A: Welcome to mathoverflow, Pat!
I believe that $f^{-1}(\Delta) \neq Y$. Let $Y$ be a torsor for an elliptic curve $E$ over $\mathbb Q$ and choose $k$ so that $Y_k \cong E_k$ or in other words $Y(k) \neq \emptyset$. Choose the torsor so that the diagram  $C_k\cong E_k\to \mathbb P^1_k$ commutes.  I believe this can be done by letting the torsor correspond to a cocycle in $H^1(G_\mathbb Q, E[2]) \subset H^1(G_\mathbb Q, E(\overline{\mathbb Q}))$.

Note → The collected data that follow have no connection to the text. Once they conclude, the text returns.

PR #671, opened 2023-03-14
[Sigmastar] Add simple initramfs that boots rootfs from sdcard

viktorxda:
This commit adds a simple initramfs to utilize a IPL_CUST function that allows to boot a custom UBOOT image from a vfat formatted sdcard.
The booting chain is currently as follows:
IPL_CUST (nand) -> UBOOT (sdcard) -> uImage (sdcard) to a temporary ramfs -> load squashfs (from sdcard) -> switch root to rootfs

Additional needed settings are:
```
CONFIG_BLK_DEV_INITRD=y
CONFIG_INITRAMFS_SOURCE="initramfs/initramfs_list"

BR2_LINUX_KERNEL_EXT_SIGMASTAR_INITRAMFS=y
```


FlyRouter (commented):
Thank you very much for your work.
However, we want to note that it is not allowed to include in PR binary files which are not closed libraries or kernel modules without sources.
We need to think together about further steps to modify this work.

viktorxda:
I understand, i changed the script to have the tools build on demand with the current toolchain.

viktorxda:
I checked a few different configurations to see what is working best and doesn't affect the build when compiling from source.
One issue was that the TARGET_CC environment isn't ready when executing prepare_kernel, but the symlink would be set from per-package/toolchain/host/bin.

PR #718, opened 2023-04-08
Add reset daemon for cameras with gpio buttons

jayfan0:
Some cameras have a general purpose reset button attached to a GPIO pin. This script is called in `/etc/init.d`, and if the reset button GPIO is configured, checks to see if it is pressed 4 times per second.

If the button is counted to have been held for 5 seconds, the `firstboot` command is called, resetting the camera.

### DIFF
--- a/general/overlay/etc/init.d/S10resetd
+++ b/general/overlay/etc/init.d/S10resetd
@@ -1,0 +1,8 @@
+#!/bin/sh
+
+case "$1" in
+  start)
+    echo -e '\nLoading resetd...'
+    /usr/sbin/resetd &
+    ;;
+esac
--- a/general/overlay/usr/sbin/resetd
+++ b/general/overlay/usr/sbin/resetd
@@ -1,0 +1,32 @@
+#!/bin/sh
+
+# Set Reset switch GPIO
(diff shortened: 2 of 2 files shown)


FlyRouter (commented):
I'll just leave it here...

https://github.com/larsks/gpio-watch

FlyRouter:
I'm not sure that the interrupt daemon written in pure C will always work and is needed by everyone. It's just that there are two ways to do it. Either way, your script is worthy of being saved and possibly implemented because it will work everywhere. The implementation as in my example at the link sometimes did not work correctly on some systems and caused the boards to freeze, all this needs to be tested.

FlyRouter:
We use the mdev daemon in the firmware to handle various events when mounting flash drives and cards.
It may be worth trying to implement support for gpio as well. Here are some links for you to think about.

http://derekmolloy.ie/kernel-gpio-programming-buttons-and-leds/
https://stackoverflow.com/questions/25507750/detecting-interrupt-on-gpio-in-kernel-module
https://habr.com/ru/articles/419273/

FlyRouter (approved):
Thank you

PR #721, opened 2023-04-10
Add SSC338Q to matrix_build.yml

viktorxda:


widgetii:
It is failing currently in 'Warning, rootfs.squashfs size exceeded by 2097152... ssc338q (lite)', there are two ways to fix it:
1) Fit rootfs.squashfs into 8Mb
2) Disable this check for the platform (and specify somewhere in docs that only 16Mb flash should be used with ssc338q)

PR #753, opened 2023-04-29
small updates for sysupgrade/wireless-configuration

viktorxda:
- Exposing an accesspoint with a camera is a potential security risk, limiting the time to 3 minutes should be sufficient for the initial setup.
- Summarize get_flash_type, puts the nand bootcmd and ipcinfo flashtype check in the same function.


FlyRouter (approved):
Thank you !

cronyx (approved):

cronyx:
With changes in the logic of sysupgrade, it is very desirable to make [bump version] (https://github.com/OpenIPC/firmware/blob/master/general/overlay/usr/sbin/sysupgrade#L6) so that the script is self updated before starting the firmware update.

PR #760, opened 2023-05-02
separate configs AIR and GS for datalink/wifibroadcast packages and add rcjoystick package

whoim2:
requested changes for '[separate configs AIR and GS for datalink/wifibroadcast packages](https://github.com/OpenIPC/firmware/commit/c8176a5f8be244beba268d9abbedbdfc1c6bb070)' and rcjoystick


cronyx:
Thanks!

PR #763, opened 2023-05-05
get rid of vendor-specific package directories

themactep:
Use packages directly from general/package/


themactep:
I would go further and made BR2_EXT_PACKAGES_PATH including the /package bit. It would save some code. But at the same time I am not a fan of the idea of adding more variables than really necessary. I wonder if buildroot already has its own variable for that.

Besides, my building aproach is to separate git sources and buildroot, and spit outputs per board, and when i did it for the first time BR2_EXTERNAL stopped working for me so I had to use vendor specific external directory as an anchor for futher traversing. @viktorxda, you might want to check Makefile in my repo if you are curios. Maybe you could have an idea how to amend it further.

themactep:
@viktorxda makes a better PR. We better use his.

PR #764, opened 2023-05-05
first stage to split majestic and vendor specific scripts

cronyx:
[All platforms affected in the future]: First stage to split majestic and load_vendor specific scripts.
[Ingenic T31]: Sync settings of resolution betwen streamer and sensor module (reboot after change required). GC4653 as example. Not all sensors have this feature.
[Other]: Mac checking moved out from vendor specific scripts to extutils. Load vendor specific drivers moved to S70vendor. For vendor detect use ipcinfo now.

All ideas for improvements are welcome.


FlyRouter (approved):
Great job, thank you !

general/package/ingenic-osdrv-t31/files/sensor/gc4653.yaml
```diff
@@ -4,3 +4,4 @@ sensor:
   width: 2560
   height: 1440
   bus: i2c
+  resolutions: 2560x1440x25_400,1920x1080x60_300,1280x720x60_100
```
themactep, line 7: If we want to keep it .yaml then syntax should be
```
resolution:
  - 2560x1440x25_400
  - 1920x1080x60_300
  - 1280x720x60_100
```
Otherwise there is no point to keep it .yaml, a simple .ini syntax would work better.

general/overlay/etc/init.d/S70vendor
```diff
@@ -0,0 +1,14 @@
+#!/bin/sh
+
+# load vendor specific drivers
+# 
+vendor=$(ipcinfo -v)
+
+case "$1" in
+  start)
+	logger -s -p daemon.info -t ${vendor} "Check MAC for ${vendor} devices..."
+	logger -s -p daemon.info -t ${vendor} "$(check_mac)"
```
themactep, line 10: Logging could be refactored further to a function. Something like
```
log_vendor() {
  logger -s -p daemon.info -t ${vendor} "$1"
}
```

general/package/ingenic-osdrv-t31/files/sensor/gc4653.yaml
cronyx: > If we want to keep it .yaml then syntax should be
> 
> ```
> resolution:
>   - 2560x1440x25_400
>   - 1920x1080x60_300
>   - 1280x720x60_100
> ```
> 
> Otherwise there is no point to keep it .yaml, a simple .ini syntax would work better.

I tried not to produce new configs, and immediately wrote it into the sensor config.

themactep: I didn't mean it a new config. Just the notation. An array of values in yaml is one per line with a dash at the beginning of the line item.

general/overlay/usr/sbin/extutils
```diff
@@ -21,6 +24,14 @@ case "${CMD}" in
...
 	fi
 	$IPCTOOL $@
+  ;;
+  check_mac)
+	if [ "$(fw_printenv -n ethaddr)" = "00:00:23:34:45:66" ]; then
+		status="The eth0 interface has a lousy MAC, please change it.."
+	else
+		status="The eth0 interface has a correct MAC - $(fw_printenv -n ethaddr)"
+	fi
+    echo ${status}
```
themactep, line 34: If `$status` is not used elsewhere, just drop the assignment and use two `echo` instead.

themactep (approved):

general/overlay/etc/init.d/S70vendor
dimerr: I would also replace messages.
`Check MAC ... `- that line is not necessary at all
`The eth0 interface has a correct MAC` - remove
Idea is to leave only 'error' message, and replace that message as follows:
`The eth0 interface has a lousy MAC, please change it..`  -> `Warning. Wired network interface has default MAC address, please change it.`

general/overlay/usr/sbin/extutils
cronyx: As i known, yaml-cli doesn't work with arrays, maybe need to add this functional.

In general, for a $\mathbb Q$ scheme $S$, from the functor of points persepective, $$f^{-1}(\Delta)(S) = \{\lambda: S_k \to Y_k : S_k\to Y_k\to X_k \text{ is defined over } \mathbb Q\}.$$
In our particular case, let's take $S = \mathbb Q$. Then, there are no maps from $S \to Y$ but there are maps from $S \to f^{-1}(\Delta)$: Simply take the origin for instance.
From the functor of points, it is at least clear that $Y$ sits inside $f^{-1}(\Delta)$. I am not sure what else is there.